If you’ve watched World War II
movies about German U-boats, you’ve seen them torpedo merchant ships which
explode in a huge fireball. How could anyone survive such a catastrophe?
Supply convoys consisted of slow, lightly
defended ships venturing into the war zone where they were easy pickings for
U-boats or German surface vessels and bombers. Guns were installed on merchant
ships and manned by a naval Armed Guard, but they provided scant protection.

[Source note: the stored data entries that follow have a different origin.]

Issue #17839, opened 2023-02-21
[Bug]: Zero Decimal Support for ERC-20 Transfers


Mentors4EDU:
### Describe the bug

Hi, certain tokens such as https://etherscan.io/token/0x1da4858ad385cc377165a298cc2ce3fce0c5fd31#code have zero decimals but a transfer method. Something many developers have noticed is that tokens with zero decimals have trouble being sent through the MetaMask Wallet UI and must directly connect to the smart contract to use the transfer feature. If there is a potential fix for zero decimal compatibility for sending/transferring in the next wallet update, that would be great.

### Steps to reproduce

1. Add a zero decimal or minted zero decimal ERC-20 token (Try on Ropsten as well)
2. Try sending through MetaMask

### Error messages or log output

```shell
Endless load or doesn't connect
```

### Version

10.26

### Build type

None

### Browser

Chrome, Firefox, Microsoft Edge

### Operating system

Windows, Linux

danjm:
@Mentors4EDU You mentioned that this is in v10.26.0

Have you seen it in our most recent production versions as well? (v10.24.2 or v10.25.0)

danjm:
we experienced this before, and seemingly fixed it, so this could be a recent regression
https://github.com/MetaMask/metamask-extension/issues/16596
https://github.com/MetaMask/metamask-extension/issues/16601

Mentors4EDU:
@danjm I'm not sure if I experienced it in previous versions.
I can send you test tokens on the Ropsten network to try it out.
Either way, wondering why zero decimal support isn't fully working on this MetaMask version.

Sylvia24:
We'd be happy to look into this for you. kindly file a support ticket below 
https://forms.gle/Wmpm6NLzYm9uXYuU9

Mentors4EDU:
> We'd be happy to look into this for you. kindly file a support ticket below https://forms.gle/Wmpm6NLzYm9uXYuU9

I don't trust random links

bschorchit:
> we experienced this before, and seemingly fixed it, so this could be a recent regression #16596 #16601

@danjm I believe this is the same issue that @seaona reported here https://github.com/MetaMask/metamask-extension/issues/17542 and has been fix by @segun on https://github.com/MetaMask/metamask-extension/pull/17651. @brad-decker shared a nice explanation of it [here](https://github.com/MetaMask/metamask-extension/issues/17542#issuecomment-1431537316).

[...]

PR #17891, opened 2023-02-24
Use tokenList to get token details, when available, in getTokenStanda…

### LINKED ISSUE #17577: More frequent and longer loading time on the send screen
> -When clicking on a custom token, then pressing send, the extension loads for a while, other times you need  to close the pop-up and try again
image (13)
image (12)

> -Changing the asset I want to send to another one from the transfer window also makes the extension load for a bi

danjm:
…rdAndDetails

Previously, every call to getTokenStandardAndDetails would fetch data via the provider. This would result in at least 3 network requests whenever that method is called for an ERC20 token, contributing to unneccesary loading and lagging in multiple places. This commit takes advantage of stored data we already have available to avoid the unnecessary loading.

Fixes https://github.com/MetaMask/metamask-extension/issues/17577

### DIFF
--- a/app/scripts/metamask-controller.js
+++ b/app/scripts/metamask-controller.js
@@ -2215,15 +2215,15 @@ export default class MetamaskController extends EventEmitter {
       !isEqualCaseInsensitive(tokenDetails.standard, TokenStandard.ERC721) &&
       !tokenDetails.erc721;
 
-    const otherThanStandardDetailsAreERC20Like =
+    const otherDetailsAreERC20Like =
       tokenDetails.decimals !== undefined && tokenDetails.symbol;
 
-    const weCanAttemptToFetchERC20TokenBalance =
+    const tokenCanBeTreatedAsAnERC20 =
       tokenDetailsStandardIsERC20 ||
-      (noEvidenceThatTokenIsAnNFT && otherThanStandardDetailsAreERC20Like);
+      (noEvidenceThatTokenIsAnNFT && otherDetailsAreERC20Like);
 
     let details;
-    if (weCanAttemptToFetchERC20TokenBalance) {
+    if (tokenCanBeTreatedAsAnERC20) {
       try {
         const balance = await fetchTokenBalance(
           address,
--- a/app/scripts/metamask-controller.js
+++ b/app/scripts/metamask-controller.js
@@ -2208,7 +2208,7 @@ export default class MetamaskController extends EventEmitter {
       ...tokenListDetails,
       ...userDefinedTokenDetails,
     };
-    const tokenDetailsStandardIsisERC20 =
+    const tokenDetailsStandardIsERC20 =
       isEqualCaseInsensitive(tokenDetails.standard, TokenStandard.ERC20) ||
       tokenDetails.erc20 === true;
     const noEvidenceThatTokenIsAnNFT =
--- a/app/scripts/metamask-controller.js
+++ b/app/scripts/metamask-controller.js
@@ -64,7 +64,6 @@ import {
 ///: END:ONLY_INCLUDE_IN
 
 import browser from 'webextension-polyfill';
-import EthContract from 'ethjs-contract';
 import {
   AssetType,
   TransactionStatus,
@@ -2192,7 +2191,6 @@ export default class MetamaskController extends EventEmitter {
   }
 
   async getTokenStandardAndDetails(address, userAddress, tokenId) {
-    const contract = new EthContract(this.ethQuery);
     const { tokenList } = this.tokenListController.state;
     const tokenListEntry = tokenList[address.toLowerCase()];
     let details;
@@ -2200,7 +2198,7 @@ export default class MetamaskController extends EventEmitter {
       const standard = tokenListEntry.standard?.toUpperCase() ?? 'NONE';
       let balance;
       if (standard === 'ERC20') {
-        balance = await fetchTokenBalance(address, userAddress, contract);
+        balance = await fetchTokenBalance(address, userAddress, this.provider);
       }
 
       details = {
--- a/app/scripts/metamask-controller.js
+++ b/app/scripts/metamask-controller.js
@@ -68,6 +68,7 @@ import {
   AssetType,
   TransactionStatus,
   TransactionType,
+  TokenStandard,
 } from '../../shared/constants/transaction';
 import {
   GAS_API_BASE_URL,
@@ -2192,29 +2193,64 @@ export default class MetamaskController extends EventEmitter {
 
   async getTokenStandardAndDetails(address, userAddress, tokenId) {
     const { tokenList } = this.tokenListController.state;
-    const tokenListEntry = tokenList[address.toLowerCase()];
-    let details;
-    if (tokenListEntry) {
-      const standard = tokenListEntry.standard?.toUpperCase() ?? 'NONE';
-      let balance;
-      if (standard === 'ERC20') {
-        balance = await fetchTokenBalance(address, userAddress, this.provider);
-      }
+    const { tokens } = this.tokensController.state;
 
-      details = {
-        address,
-        balance,
-        standard,
-        decimals: tokenListEntry.decimals,
-        symbol: tokenListEntry.symbol,
-      };
-    } else {
+    const staticTokenListDetails =
+      STATIC_MAINNET_TOKEN_LIST[address.toLowerCase()] || {};
+    const tokenListDetails = tokenList[address.toLowerCase()] || {};
+    const userDefinedTokenDetails =
+      tokens.find(({ address: _address }) =>
+        isEqualCaseInsensitive(_address, address),
+      ) || {};
+
+    const tokenDetails = {
+      ...staticTokenListDetails,
+      ...tokenListDetails,
+      ...userDefinedTokenDetails,
+    };
+    const tokenDetailsStandardIsisERC20 =
+      isEqualCaseInsensitive(tokenDetails.standard, TokenStandard.ERC20) ||
+      tokenDetails.erc20 === true;
+    const noEvidenceThatTokenIsAnNFT =
+      !isEqualCaseInsensitive(tokenDetails.standard, TokenStandard.ERC1155) &&
+      !isEqualCaseInsensitive(tokenDetails.standard, TokenStandard.ERC721) &&
+      !tokenDetails.erc721;
+    const otherThanStandardDetailsAreERC20Like =
+      tokenDetails.decimals !== undefined && tokenDetails.symbol;
+
+    const tokenCanBeTreatedAsAnERC20 =
+      tokenDetailsStandardIsisERC20 ||
+      (noEvidenceThatTokenIsAnNFT && otherThanStandardDetailsAreERC20Like);
+
+    let details;
+    if (tokenCanBeTreatedAsAnERC20) {
+      try {
+        const balance = await fetchTokenBalance(
+          address,
+          userAddress,
+          this.provider,
+        );
+
+        details = {
+          address,
+          balance,
+          standard: TokenStandard.ERC20,
+          decimals: tokenDetails.decimals,
+          symbol: tokenDetails.symbol,
+        };
+      } catch (e) {
+        log.warning('Failed to get token balance');
+      }
+    }
+
+    if (details === undefined) {
       details = await this.assetsContractController.getTokenStandardAndDetails(
         address,
         userAddress,
         tokenId,
       );
     }
+
     return {
       ...details,
       decimals: details?.decimals?.toString(10),
--- a/app/scripts/metamask-controller.js
+++ b/app/scripts/metamask-controller.js
@@ -265,8 +265,6 @@ export default class MetamaskController extends EventEmitter {
     this.blockTracker =
       this.networkController.getProviderAndBlockTracker().blockTracker;
 
-    this.ethQuery = new EthQuery(this.provider);
-
     const tokenListMessenger = this.controllerMessenger.getRestricted({
       name: 'TokenListController',
     });
@@ -2394,10 +2392,11 @@ export default class MetamaskController extends EventEmitter {
         seedPhraseAsBuffer,
       );
 
+      const ethQuery = new EthQuery(this.provider);
       accounts = await keyringController.getAccounts();
       lastBalance = await this.getBalance(
         accounts[accounts.length - 1],
-        this.ethQuery,
+        ethQuery,
       );
 
       const [primaryKeyring] = keyringController.getKeyringsByType(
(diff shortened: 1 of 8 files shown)


app/scripts/metamask-controller.js
```diff
@@ -2204,12 +2207,31 @@ export default class MetamaskController extends EventEmitter {
   }
 
   async getTokenStandardAndDetails(address, userAddress, tokenId) {
-    const details =
-      await this.assetsContractController.getTokenStandardAndDetails(
+    const contract = new EthContract(this.ethQuery);
```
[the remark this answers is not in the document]
adonesky1: Oh I see. I suppose you could instantiate the contract with the `address` and pass it ready to go? Doesn't really matter either way I suppose.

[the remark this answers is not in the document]
danjm: I guess I could just pass a provider? And then instantiate the contract with the ethers class within the `fetchTokenBalance` method itself?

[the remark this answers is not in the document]
adonesky1: Yeah I think that's the cleanest way to do it!

app/scripts/metamask-controller.js
```diff
@@ -2351,11 +2373,10 @@ export default class MetamaskController extends EventEmitter {
         seedPhraseAsBuffer,
       );
 
-      const ethQuery = new EthQuery(this.provider);
       accounts = await keyringController.getAccounts();
       lastBalance = await this.getBalance(
```
adonesky1, line 2377: Couldn't `getBalance` just access `this.ethQuery` internally?

shared/lib/token-util.ts
```diff
@@ -0,0 +1,34 @@
+import abi from 'human-standard-token-abi';
```
adonesky1, line 1: we should probably use `{ abiERC20 } from '@metamask/metamask-eth-abis'` here? Technically `fetchTokenBalance` could be calling to an ERC721 or ERC1155, but they all have the same `balanceOf` function so the function hash from the ABI is the same. Perhaps we should create a token standard agnostic ABI for this just to avoid confusion tho? cc @FrederikBolding

adonesky1: We should replace all uses of `human-standard-token-abi` with `@metamask/metamask-eth-abis` in the repo. I can make a separate PR for this. Unless you'd like to @danjm

danjm: please go ahead with a separate PR

app/scripts/metamask-controller.js
adonesky1: ping on this question again

app/scripts/metamask-controller.js
```diff
@@ -2204,12 +2207,65 @@ export default class MetamaskController extends EventEmitter {
...
+      tokens.find(({ address: _address }) =>
+        isEqualCaseInsensitive(_address, address),
+      ) || {};
+
+    const tokenDetails = {
+      ...staticTokenListDetails,
+      ...tokenListDetails,
+      ...userDefinedTokenDetails,
+    };
+    const tokenDetailsStandardIsisERC20 =
```
adonesky1, line 2226: [nit]
```suggestion
    const tokenDetailsStandardIsERC20 =
```

app/scripts/metamask-controller.js
```diff
@@ -2204,12 +2207,65 @@ export default class MetamaskController extends EventEmitter {
...
+      isEqualCaseInsensitive(tokenDetails.standard, TokenStandard.ERC20) ||
+      tokenDetails.erc20 === true;
+    const noEvidenceThatTokenIsAnNFT =
+      !isEqualCaseInsensitive(tokenDetails.standard, TokenStandard.ERC1155) &&
+      !isEqualCaseInsensitive(tokenDetails.standard, TokenStandard.ERC721) &&
+      !tokenDetails.erc721;
```
adonesky1, line 2232: maybe?
```suggestion
    const noEvidenceThatTokenIsAnNFT =
      !tokenId &&
      !isEqualCaseInsensitive(tokenDetails.standard, TokenStandard.ERC1155) &&
      !isEqualCaseInsensitive(tokenDetails.standard, TokenStandard.ERC721) &&
      !tokenDetails.erc721
      
```

app/scripts/metamask-controller.js
```diff
@@ -2204,12 +2207,65 @@ export default class MetamaskController extends EventEmitter {
...
+    const otherThanStandardDetailsAreERC20Like =
+      tokenDetails.decimals !== undefined && tokenDetails.symbol;
```
adonesky1, line 2234: [nits]
- I don't think decimals would ever be a falsy but not undefined value (i.e. 0)?
- `otherThanStandardDetailsAreERC20Like` -> `otherDetailsAreERC20Like` (i think this is more legible, since it sounds like you're saying some details are standard and others are not. After a few seconds I got what you were saying but)
- and lastly I think `||` rather than `&&` since the presence of one is still evidence that is is ERC20 like even when the other is absent.
```suggestion
    const otherDetailsAreERC20Like =
      tokenDetails.decimals || tokenDetails.symbol;
```

app/scripts/metamask-controller.js
```diff
@@ -2204,12 +2207,65 @@ export default class MetamaskController extends EventEmitter {
...
+          standard: TokenStandard.ERC20,
+          decimals: tokenDetails.decimals,
+          symbol: tokenDetails.symbol,
+        };
+      } catch (e) {
+        log.warning('Failed to get token balance');
+      }
+    }
+
+    if (details === undefined) {
```
adonesky1, line 2261: same functionality and easier to read/understand imo: 

```suggestion
    if (tokenCanBeTreatedAsAnERC20) {
      try {
        const balance = await fetchTokenBalance(
          address,
          userAddress,
          this.provider,
        );

        details = {
          address,
          balance,
          standard: TokenStandard.ERC20,
          decimals: tokenDetails.decimals,
          symbol: tokenDetails.symbol,
        };
      } catch (e) {
        log.warning('Failed to get token balance');
      }
    } else {
```

shared/lib/token-util.ts
adonesky1: Actually at least for this instance you should probably just replace 
``` 
import abi from 'human-standard-token-abi';
```

with 

```
import { abiERC20 } from '@metamask/metamask-eth-abis'
```

and I can put up a PR for the other instances not added in this PR.

danjm: okay, will do, thanks

app/scripts/metamask-controller.js
danjm: > I don't think decimals would ever be a falsy but not undefined value (i.e. 0)?

Decimals can be `0`. Here is an example of a recent bug report where users expect us to support such tokens https://github.com/MetaMask/metamask-extension/issues/17839

app/scripts/metamask-controller.js
danjm: So this is not exactly the same, but your comment shows that my code is hard to understand, and at the very least requires some serious documentation.

The current code will go into the `if (details === undefined) {` block if it first entered `if (tokenCanBeTreatedAsAnERC20) {` but then `const balance = await fetchTokenBalance(`. So it tries to fetch the balance, but if that fails, tries to get the data via the assets controller call.

The suggested change here will not try the assets controller call if the `fetchTokenBalance` call fails.

adonesky1: oh true. Wasn't thinking straight ! Yeah maybe just a short comment here would help. I don't think it's that bad though.

app/scripts/metamask-controller.js
adonesky1: Screenshot 2023-03-06 at 5 29 46 PM

Interesting... doesn't look like this contract actually has a `decimals` value at all... I wonder if this is the fallback issue again

adonesky1: hmmm no it seems to revert when I instantiate it with `ethers` and call `decimals()`

adonesky1: I'll have to spin up a contract on a testnet that has no decimals getter/value to test what this [Mentors4EDU](https://github.com/Mentors4EDU) is claiming there. I'll do that tomorrow

danjm: > it seems to revert when I instantiate it with ethers and call decimals()
this would explain why support for the token broke within the past few weeks, as we shipped the asset contract controller update in January

danjm: So if the token in that github issue is manually imported, the user is forced to set the decimals to 0

https://user-images.githubusercontent.com/7499938/223395613-f24bd4ee-d7f6-4141-b166-3e593358c342.mp4

danjm: And here are three tokens in the token list we fetch from API that have 0 decimals specified in their contract:

https://etherscan.io/token/0xdacd69347de42babfaecd09dc88958378780fb62
https://etherscan.io/token/0xa150db9b1fa65b44799d4dd949d922c0a33ee606
https://etherscan.io/token/0x08d32b0da63e2c3bcf8019c9c5d849d7a9d791e6

app/scripts/metamask-controller.js
danjm: oh, no, the code changes are still there, but they can be removed

danjm: removed in 71d9f7ad52

app/scripts/metamask-controller.js
danjm: clarifying comments added in a92ffd62d5

app/scripts/metamask-controller.js
adonesky1: Ok got it! What do you think about the proposed name change? And `&&` ->. `||`?

app/scripts/metamask-controller.js
adonesky1: I think I preferred the old name `tokenCanBeTreatedAsAnERC20` over `weCanAttemptToFetchERC20TokenBalance` because, ERC721 and ERC1155 both have a `balanceOf` method

app/scripts/metamask-controller.js
danjm: name change sounds good

`&&` -> `||` would mean that a token with a symbol but no decimals would be "erc 20 like", but an NFT can have a symbol but not decimals, right?

app/scripts/metamask-controller.js
danjm: okay, good point

app/scripts/metamask-controller.js
adonesky1: I suppose that's true. Both ERC721s and ERC20s could have a symbol but no decimals.

adonesky1: Maybe you should just check for decimals? Since it's the only one that is potentially unique to ERC20s?

app/scripts/metamask-controller.js
adonesky1: 👍

app/scripts/metamask-controller.js
```diff
@@ -2189,12 +2190,72 @@ export default class MetamaskController extends EventEmitter {
...
+          symbol: tokenDetails.symbol,
+        };
+      } catch (e) {
+        // If the `fetchTokenBalance` call failed, `details` remains undefined, and we
+        // fall back to the below `assetsContractController.getTokenStandardAndDetails` call
+        log.warning('Failed to get token balance');
+      }
+    }
+
+    // `details`` will be undefined if `weCanAttemptToFetchERC20TokenBalance`` is false,
```
adonesky1, line 2248:
```suggestion
    // `details`` will be undefined if `tokenCanBeTreatedAsAnERC20`` is false,
```

app/scripts/metamask-controller.js
```diff
@@ -2189,12 +2190,72 @@ export default class MetamaskController extends EventEmitter {
...
-    const details =
-      await this.assetsContractController.getTokenStandardAndDetails(
+    const { tokenList } = this.tokenListController.state;
+    const { tokens } = this.tokensController.state;
+
+    const staticTokenListDetails =
+      STATIC_MAINNET_TOKEN_LIST[address.toLowerCase()] || {};
+    const tokenListDetails = tokenList[address.toLowerCase()] || {};
+    const userDefinedTokenDetails =
+      tokens.find(({ address: _address }) =>
```
adonesky1, line 2200: is `tokens` guaranteed to be defined and an array?

app/scripts/metamask-controller.test.js
```diff
@@ -1273,4 +1294,321 @@ describe('MetaMaskController', function () {
...
+        tokenDetails.symbol === tokenData.symbol,
+        'tokenDetails should include token symbol',
+      );
+      assert.ok(
+        tokenDetails.balance === tokenData.balance,
+        'tokenDetails should include a balance',
+      );
+    });
+
+    it('gets token data from the blockchain, via the assetsContractController, if it is in the token list but is an ERC1155', async function () {
```
adonesky1, line 1554: Why do we do this? If we have the details in our token list and its an ERC1155 or ERC721 should we skip the fetch?

app/scripts/metamask-controller.js
danjm: good question, I think the answer is yes https://github.com/MetaMask/core/blob/main/packages/assets-controllers/src/TokensController.ts#L107-L108

app/scripts/metamask-controller.test.js
danjm: I think that for now the token list presumed to be an erc20 list, and if an ERC1155 or ERC721 was there, I think we should treat it as an accident. Instead we probably want to skip the fetch if details on those are in the NFT controller. (Which we maybe should add to this function at some point, but we don't need it for v10.26.0)

app/scripts/metamask-controller.js
```diff
@@ -2189,12 +2190,72 @@ export default class MetamaskController extends EventEmitter {
...
+        );
+
+        details = {
+          address,
+          balance,
+          standard: TokenStandard.ERC20,
+          decimals: tokenDetails.decimals,
+          symbol: tokenDetails.symbol,
+        };
+      } catch (e) {
```
adonesky1, line 2241: last question! should we log the error itself too?

adonesky1: or then remove it?
```suggestion
      } catch {
```

adonesky1 (dismissed):
One more small nit but otherwise LGTM

app/scripts/metamask-controller.js
danjm: yes, good suggestion

danjm: Done in https://github.com/MetaMask/metamask-extension/pull/17891/commits/bae11c79dd8ae091d4601b1a0f66437c503e2554

adonesky1 (dismissed):
LGTM!

danjm:
@adonesky1 just did a rebase to fix a code coverage conflict

pedronfigueiredo (approved):

adonesky1 (approved):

(The Navy Armed Guard’s motto was “We aim to deliver.” Unofficially, it was
“Sighted sub, glub, glub.”) The real protection came from the escort force of
warships.
In June, 1942, convoy PQ-17 sailed
from Hvalfjord, Iceland, for Archangel in North Russia, a distance of 2,150
miles, a ten-day voyage. At this time, the German battleship Tirpitz terrified the Allies. Its mere
presence in Trondheim, Norway, caused the British to tie up a fleet of their
warships on standby to make sure it didn’t break free and wreak havoc.
First Sea Lord Dudley Pound,
Admiral of the Fleet and operational head of the Royal Navy, considered the
convoys a most unsound operation. They benefited the Russians and diverted
American aid from the British. They’d already lost two cruisers on convoy duty,
and the threat of Tirpitz endangered
more of their dwindling fleet.
On July 3, a British fighter
overflying Trondheim noted the Tirpitz
was missing from its anchorage. A decoded German message announced the arrival
of their heavy cruiser Admiral Hipper
in Altenfjord in northern Norway. Pound feared the Tirpitz was about to pounce on convoy PQ-17 and its escorts. The
next day, he issued the order to scatter the convoy.
The first message sent to the
convoy read, “Cruiser force to withdraw to westward at high speed.” The escorts
assumed this meant the Tirpitz was
fast approaching and they were to intercept it. A clarifying message read,
“Convoy is to scatter.” Each ship was to head off on its own and hope to reach
Russia.
The merchant mariners were stunned
to watch the warships speed away. Convoy PQ-17’s escort consisted of a core
escort of six destroyers and fifteen smaller ships: four corvettes, two
antiaircraft ships, two submarines, three rescue vessels, and four armed
trawlers. These ships would take the convoy all the way to Archangel.
A second part of the escort force
had four heavy cruisers and a group of destroyers that would follow the convoy
until they came within range of German bombers in Norway. Then they would turn
back.
A third layer of “protection”
included a British aircraft carrier accompanied by two battleships and a dozen
destroyers that trailed hundreds of miles behind. If the Tirpitz attacked and came far enough west that German bombers could
not protect it, the British aircraft would attack it.
That morning, the convoy had
already come under attack by German bombers. Three merchant ships sank. The
U.S. destroyer Wainwright had put up
a 4th of July fireworks display that caused half the attackers to
drop their torpedoes early and flee. Now the merchant ships were alone with
only a German long-range reconnaissance plane circling, reporting their
whereabouts.
SOS calls filled the airways as the
Germans picked off the ships: TWO SUBS ATTACKING. BEING DIVE-BOMBED. HAVE JUST
BEEN TORPEDOED. ATTACK BY SEVEN PLANES. UNDER HEAVY ATTACK.
Officers on the warships that had
abandoned the merchants listened in agony. They had now learned that the
Admiralty had scattered the convoy on flimsy intelligence, assuming the Tirpitz was near, and felt betrayed. Officers
on one British destroyer, the Offa,
had considered reporting a mechanic problem and sneaking back to protect the
merchants. One recalled, “There must always be a sense of shame that we did not
do so.”
The corvettes from the core escort
group resented being ordered to stay with an antiaircraft ship instead of the
defenseless merchants. They had reached the Russian island of Novaya Zemlya.
One corvette, the Lotus, turned back
to the sinking ships and rescued 81 men.
Only eleven of the thirty-five
merchant ships reached Archangel. (Two had turned back to Iceland shortly after
setting out.) The human casualties were surprisingly low. One hundred and
fifty-three men died out of over 2,500 in the convoy. More than 120,000 tons of
war supplies were lost.
For a complete account of convoy
PQ-17, I recommend The Ghost Ships of
Archangel: the Artic Voyage that Defied the Nazis by William Geroux. The
focus is on the three “ghost ships,” the American merchants Troubadour, Ironclad, and Silver Sword, along with the British
trawler Ayrshire, that sailed into
the polar ice to escape the Germans.